Study sheds light on peopling of the Arctic
Archaeologists have been arguing for decades about how human beings got to the new world, and genetic research released today deepens the mystery.
An article published in “Science” magazine shows that there must have been at least four pulses of migration from Siberia through Alaska since the last Ice Age, and the Yupik and Inupiat people now in Alaska actually replaced an earlier population.
Based on the largest genetic sampling of bones found in the Arctic yet, a group of Danish researchers say the modern Native people of Arctic Canada and Alaska are only related in the very distant past to earlier waves that came across thousands of years ago. In fact, says lead author Maanasa Ragavan, the earlier arctic population – known in Siberia as “Saqqaq,” and on this side as “Paleo-Eskimo” and “Dorset,” was here for thousands of years, and was also genetically distinct from the earlier migrations that resulted in the Athabascan and other American Indian populations.
“We propose that we remove the Paleo Eskimos from that particular migration wave, and basically grant them a separate migration pulse of their own, which is the Paleo Eskimos, including the Saqqaq and Pre-Dorset culture and the Dorset culture,” Ragavan says.
Surprising findings
Dr.

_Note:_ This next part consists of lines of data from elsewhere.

PR #15999, opened 2022-06-15
Refactor PKI tests for speed

cipherboy:
I've personally introduced a number of slow tests to the PKI backend. :-) Here's an attempt at trying to fix that a bit.

See individual commits for individual test speed up counts on my machine. There's definitely more to do but this is a start. :-)

Before: github.com/hashicorp/vault/builtin/logical/pki	355.430s
After: github.com/hashicorp/vault/builtin/logical/pki	151.182s

Edit: add some more refactors. This gets us down by over half!


stevendpclark (approved):
💯

PR #16001, opened 2022-06-15
Added nonce field to payload for okta sign in.

linda9379:
Added a nonce field for a unique uuid in the payload for okta sign in using the imported uuid library


ui/app/components/auth-form.js
```diff
@@ -276,6 +277,10 @@ export default Component.extend(DEFAULTS, {
       if (this.customPath || backend.id) {
         data.path = this.customPath || backend.id;
       }
+      // add nonce field for okta backend
+      if (backend.id == 'okta') {
+        data.nonce = uuidv4();
```
zofskeez, line 282: Since we have discontinued support for IE 11 I wonder if we need to add the `uuid` library as a dependency or if [crypto.randomUUID()](https://developer.mozilla.org/en-US/docs/Web/API/Crypto/randomUUID) would do the trick?

zofskeez (commented):
Nice work! Just one comment regarding the `uuid` dependency.

ui/tests/unit/adapters/cluster-test.js
```diff
@@ -114,11 +114,12 @@ module('Unit | Adapter | cluster', function (hooks) {
       'ldap:userpass options OK'
     );
 
+    data = { password: 'password', username: 'username', nonce: 'uuid' };
```
hashishaw, line 117: 👏 hooray for updating the tests!

hashishaw (approved):
Great work! 🎉

ui/app/components/auth-form.js
linda9379: I removed the `uuid` library and used `crypto.randomUUID()` instead to generate the uuid values. Thank you for the suggestion!

PR #16008, opened 2022-06-16
Add region reference

rowansmithhc:
The contents here appears to get called when `vault path-help auth/aws/login` is called, and we don't have an example for `region` so it should be added - ref https://www.vaultproject.io/docs/auth/aws#perform-the-login-operation

### DIFF
--- a/builtin/credential/aws/path_login.go
+++ b/builtin/credential/aws/path_login.go
@@ -122,7 +122,7 @@ needs to be supplied along with 'identity' parameter.`,
 			"region": {
 				Type: framework.TypeString,
 				Description: `The AWS region to which the request should be directed to. Defaults to 
-'us-east-1', can be adjusted if necessary for regions such as 'us-gov-west-1','us-gov-east-1'.`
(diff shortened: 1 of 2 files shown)


builtin/credential/aws/path_login.go
```diff
@@ -119,6 +119,11 @@ binary.`,
 				Description: `Base64 encoded SHA256 RSA signature of the instance identity document. This
 needs to be supplied along with 'identity' parameter.`,
 			},
+			"region": {
```
swenson, line 122: This parameter doesn't appear to be used anywhere?

swenson:
After discussions with @rowansmithhc, it looks like this was attempting to document `region` parameter for `vault login -method=aws`; however, `region` is already documented there:

```sh
$ vault auth help aws
...
  region=<string>
      Explicit AWS region to reach out to for authentication request signing. A value
      of "auto" enables auto-detection of region based on the precedence described above.
      Defaults to "us-east-1" if not specified.
...
```

I can see how the relationship between the `vault login` parameters in `builtin/credential/aws/cli.go` are easily confused for the slightly different `vault write auth/aws/login` parameters (where "region" is not needed since it is baked into the credentials).

PR #16018, opened 2022-06-16
ssh: Fix template regex test for defaultExtensions to allow additional text

stevendpclark:
- The regex to identify if our defaultExtensions contains a template was
   a little too greedy, requiring the entire field to be just the regex. Allow
   additional text within the value field to be added


cipherboy (approved):
LGTM, thanks Steve!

Eska Willerslev, who heads the genetic lab, is flatly amazed that the people along the arctic coast and those on the interior of the continent literally had nothing to do with one another, even though their geography overlapped.
“I was actually surprised that we don’t find any evidence of admixture between Native Americans and Paleo Eskimos,” Willerslev says. “I mean, given that in other studies when we see people meeting each other, they may be fighting each other but normally they actually also have sex with each other, and that doesn’t seem to have been the case here.”

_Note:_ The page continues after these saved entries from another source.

PR #16019, opened 2022-06-16
Refactor PKI storage calls to take a shared struct

cipherboy:
This will allow us to refactor the storage functions to take additional
parameters (or backend-inferred values) in the future. In particular, as
we look towards adding a storage cache layer, we'll need to add this to
the backend, which is now accessible from all storage functions.

---

There has admittedly been a little bit of scope creep in order to make things consistent. But I believe at the top-level handler, we'll now fetch the new storage context struct once and pass that down the chain for use.

### DIFF
--- a/builtin/logical/pki/ca_util.go
+++ b/builtin/logical/pki/ca_util.go
@@ -17,7 +17,7 @@ import (
 	"github.com/hashicorp/vault/sdk/logical"
 )
 
-func (b *backend) getGenerationParams(ctx context.Context, storage logical.Storage, data *framework.FieldData) (exported bool, format string, role *roleEntry, errorResp *logical.Response) {
+func getGenerationParams(sc *storageContext, data *framework.FieldData) (exported bool, format string, role *roleEntry, errorResp *logical.Response) {
 	exportedStr := data.Get("exported").(string)
 	switch exportedStr {
 	case "exported":
@@ -37,7 +37,8 @@ func (b *backend) getGenerationParams(ctx context.Context, storage logical.Stora
 			`the "format" path parameter must be "pem", "der", or "pem_bundle"`)
 		return
 	}
-	keyType, keyBits, err := getKeyTypeAndBitsForRole(ctx, b, storage, data)
+
+	keyType, keyBits, err := sc.getKeyTypeAndBitsForRole(data)
 	if err != nil {
 		errorResp = logical.ErrorResponse(err.Error())
 		return
@@ -75,7 +76,10 @@ func (b *backend) getGenerationParams(ctx context.Context, storage logical.Stora
 	return
 }
 
-func generateCABundle(ctx context.Context, b *backend, input *inputBundle, data *certutil.CreationBundle, randomSource io.Reader) (*certutil.ParsedCertBundle, error) {
+func generateCABundle(sc *storageContext, input *inputBundle, data *certutil.CreationBundle, randomSource io.Reader) (*certutil.ParsedCertBundle, error) {
+	ctx := sc.Context
+	b := sc.Backend
+
 	if kmsRequested(input) {
 		keyId, err := getManagedKeyId(input.apiData)
 		if err != nil {
@@ -90,7 +94,7 @@ func generateCABundle(ctx context.Context, b *backend, input *inputBundle, data 
 			return nil, err
 		}
 
-		keyEntry, err := getExistingKeyFromRef(ctx, input.req.Storage, keyRef)
+		keyEntry, err := sc.getExistingKeyFromRef(keyRef)
 		if err != nil {
 			return nil, err
 		}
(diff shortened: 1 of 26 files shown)


builtin/logical/pki/storage.go
```diff
@@ -265,11 +279,11 @@ func importKey(ctx context.Context, b *backend, s logical.Storage, keyValue stri
 
 	foundExistingKeyWithName := false
 	for _, identifier := range knownKeys {
-		existingKey, err := fetchKeyById(ctx, s, identifier)
+		existingKey, err := sc.fetchKeyById(identifier)
 		if err != nil {
 			return nil, false, err
 		}
-		areEqual, err := comparePublicKey(ctx, b, existingKey, pkForImportingKey)
+		areEqual, err := comparePublicKey(sc.Context, sc.Backend, existingKey, pkForImportingKey)
```
victorr, line 286: Maybe `comparePublicKey()`  could be a `storageContext` method as well?

builtin/logical/pki/cert_util.go
```diff
@@ -670,7 +673,7 @@ func generateCert(ctx context.Context,
 
 		if data.SigningBundle == nil {
 			// Generating a self-signed root certificate
-			entries, err := getURLs(ctx, input.req)
+			entries, err := getURLs(ctx, input.req.Storage)
```
victorr, line 676: It is somewhat unfortunate that both `storageContext` and `inputBundle` have the storage object. Perhaps use `sc.Storage` instead? 

If you are feeling cautious or pedantic, then maybe you should add a guard to functions that take these two objects to verify that their storage object is then same?

builtin/logical/pki/ca_util.go
```diff
@@ -233,12 +240,12 @@ func getKeyTypeAndBitsFromPublicKeyForRole(pubKey crypto.PublicKey) (certutil.Pr
 	return keyType, keyBits, nil
 }
 
-func getExistingKeyFromRef(ctx context.Context, s logical.Storage, keyRef string) (*keyEntry, error) {
-	keyId, err := resolveKeyReference(ctx, s, keyRef)
+func getExistingKeyFromRef(sc *storageContext, keyRef string) (*keyEntry, error) {
```
victorr, line 243: This one looks like it could be a `storageContext` method.

victorr (approved):
Nice refactoring!

stevendpclark (commented):
Overall I really like this refactoring! 

It does feel at times that we have certain functions as a member variable of `storageContext` that I question such as `getGenerationParams`, `getIssuerName`, `getKeyName` as some examples. 

I would argue that the only functions that should be members of `storageContext` should reside within `storage.go`, I could be convinced for the `config_util.go` perhaps as well.

builtin/logical/pki/storage.go
cipherboy: I updated it to take a storageContext parameter, but I followed @stevendpclark's guidance and didn't make this a `sc` member.

cipherboy:
Ok, this has been revised and rebased following discussion above. :-)

builtin/logical/pki/ca_util.go
```diff
@@ -180,15 +187,15 @@ func getKeyTypeAndBitsForRole(ctx context.Context, b *backend, storage logical.S
 			return "", 0, errors.New("unable to determine managed key id" + err.Error())
 		}
 
-		pubKeyManagedKey, err := getManagedKeyPublicKey(ctx, b, keyId)
+		pubKeyManagedKey, err := getManagedKeyPublicKey(sc.Context, sc.Backend, keyId)
```
kitography, line 190: It would make a lot of sense to me if getManagedKeyPublicKey was a function off storageContext (commenting here since managed_key_util isn't changed) though this is a oss change so, maybe not?

builtin/logical/pki/cert_util.go
```diff
@@ -139,7 +139,7 @@ func fetchCAInfoByIssuerId(ctx context.Context, b *backend, req *logical.Request
 		LeafNotAfterBehavior: entry.LeafNotAfterBehavior,
 	}
 
-	entries, err := getURLs(ctx, req)
+	entries, err := getURLs(sc.Context, sc.Storage)
```
kitography, line 142: as a get, this would also make sense to change to a sc call.

builtin/logical/pki/key_util.go
```diff
@@ -9,11 +9,10 @@ import (
 
 	"github.com/hashicorp/vault/sdk/helper/certutil"
 	"github.com/hashicorp/vault/sdk/helper/errutil"
-	"github.com/hashicorp/vault/sdk/logical"
 )
 
-func comparePublicKey(ctx context.Context, b *backend, key *keyEntry, publicKey crypto.PublicKey) (bool, error) {
-	publicKeyForKeyEntry, err := getPublicKey(ctx, b, key)
+func comparePublicKey(sc *storageContext, key *keyEntry, publicKey crypto.PublicKey) (bool, error) {
+	publicKeyForKeyEntry, err := getPublicKey(sc.Context, sc.Backend, key)
```
kitography, line 15: why not change this below as well?

kitography (approved):
This looks really good.  There's a couple of places it might have made more sense to me if you went deeper, but this is cleaner, and makes more sense, with the refactoring done, and if it's sufficient, then no need to do more.

builtin/logical/pki/cert_util.go
cipherboy: I had it as such, then discussion with Steve kinda turned me against it. Maybe with the caching layer it makes sense, I dunno.

stevendpclark: Happy to be considered wrong about this, seems like I might be in the minority opinion on this topic.

cipherboy: For getURLs in particular, if we do AIA info, this is going to change so I'm not inclined to do this now.

cipherboy:
Thanks all! Given we have consensus that this moves in the right direction, I think the remaining nits can be addressed in subsequent PRs. :-)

The picture that emerges is of a people now vanished, who developed a stable culture that lived off the lean country of the Arctic for at least four thousand years. Archaeologist William Fitzhugh of the Smithsonian Institution theorizes that they could only have done that by being very conservative:
“When you have people that are so close to nature as the Paleo Eskimos had to be to survive, they had to be extremely careful about maintaining good relationships with the animals, and that meant not in a sense polluting your relationship by introducing new ideas, new rituals, new materials and so forth,” Fitzhugh explains.
Genetic evidence
Then about 700 years ago, a new wave out of Alaska and Siberia known as the “Thule” people simply replaced them. The genetic evidence shows there was very little interbreeding, and the Thule people, from whom the modern Inuit population is descended, replaced the conservative Dorset.
“Socially and economically, they just were no match for this onslaught from this Thule machine that moved in in very quick order.”

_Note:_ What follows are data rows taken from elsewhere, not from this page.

Issue #4046, opened 2018-02-28
Vault Neo4j database plugin for secret engine


peterclemenko:
**Feature Request:**
A Vault plugin for allowing connection to a Neo4J database would help with using Vault to authenticate with Neo4j.

pocorschi:
I'm guessing there's still no plugin available for neo4j correct @aoighost ?

leandrohmvieira:
Any updates on this?

jamesdhope:
any update please?

hsimon-hashicorp:
Hi folks! I don't have any update for you, I apologize about that. This might be an opportunity to have a community-supported secrets engine / storage backend in the meantime. I'll keep tracking this request as well, and provide feedback to the team. Thanks!

eh-steve:
Hey all, I've opened this PR as an initial implementation: https://github.com/hashicorp/vault/pull/16020

aphorise:
@peterclemenko @leandrohmvieira @pocorschi @jamesdhope - Hey I'm curious if you folks have tried the plugin that's been done by @eh-steve (👍) & if you're okay to close this issue.

hsimon-hashicorp:
Closing due to available workaround and issue age

laocoon2525:
I have implemented a V5 plugin compatible version for Neo4j. The code is still beta:
https://github.com/HomaiLabs/neo4j-vault-database-plugin
I would appropriate any feedback/review.

PR #16020, opened 2022-06-16
Neo4j database plugin

eh-steve:
Addresses https://github.com/hashicorp/vault/issues/4046

### DIFF
--- a/.circleci/config.yml
+++ b/.circleci/config.yml
@@ -120,7 +120,7 @@ jobs:
     environment:
     - CIRCLECI_CLI_VERSION: 0.1.5546
     - GO_TAGS: ''
-    - GO_VERSION: 1.17.11
+    - GO_VERSION: 1.18.3
     - GOFUMPT_VERSION: 0.2.1
     - GOTESTSUM_VERSION: 0.5.2
   test-go-remote-docker:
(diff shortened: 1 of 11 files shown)


.circleci/config.yml
```diff
@@ -120,7 +120,7 @@ jobs:
     environment:
     - CIRCLECI_CLI_VERSION: 0.1.5546
     - GO_TAGS: ''
-    - GO_VERSION: 1.17.11
+    - GO_VERSION: 1.18.3
```
cipherboy, line 123: Out of curiosity, is there a change in this PR that requires the updated Go version?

Fitzhugh says the Thule migration, equipped with sled dogs, bows and arrows, and a near military whaling discipline, only took about a hundred years to sweep all across the upper part of the continent, and that was the end of the Dorsets.
“They were in a sense sitting ducks. And either they were pushed out into the fringes of the arctic area where they couldn’t survive economically or else they may simply have been annihilated,” Fitzhugh says.
It was thought there was a remnant Dorset population in a remote part of Canada, but the genetics show that not to be the case. They are gone. Fitzhugh says archaeologists need to dig more in Alaska and Siberia to puzzle out these migrations.
The genetics indicate they are likely to have come from the same area – an environment somewhere in the Russian far east so severe as to have almost fossilized the culture:
“And it may be that this is a continuation of a Siberian Mesolithic, Neolithic tradition which has just somehow kept on going in the eastern arctic because of the isolation and the abundance of animals that kept them without annihilating them through some sort of huge climatic changes or other things. It’s really an amazing story of continuity and survival.”
Willerslev says from a scientific point of view they could really use more archaeological genetic data from lower latitudes but that can be hard to come by because it is often the wish of modern tribes that ancient remains not be disturbed.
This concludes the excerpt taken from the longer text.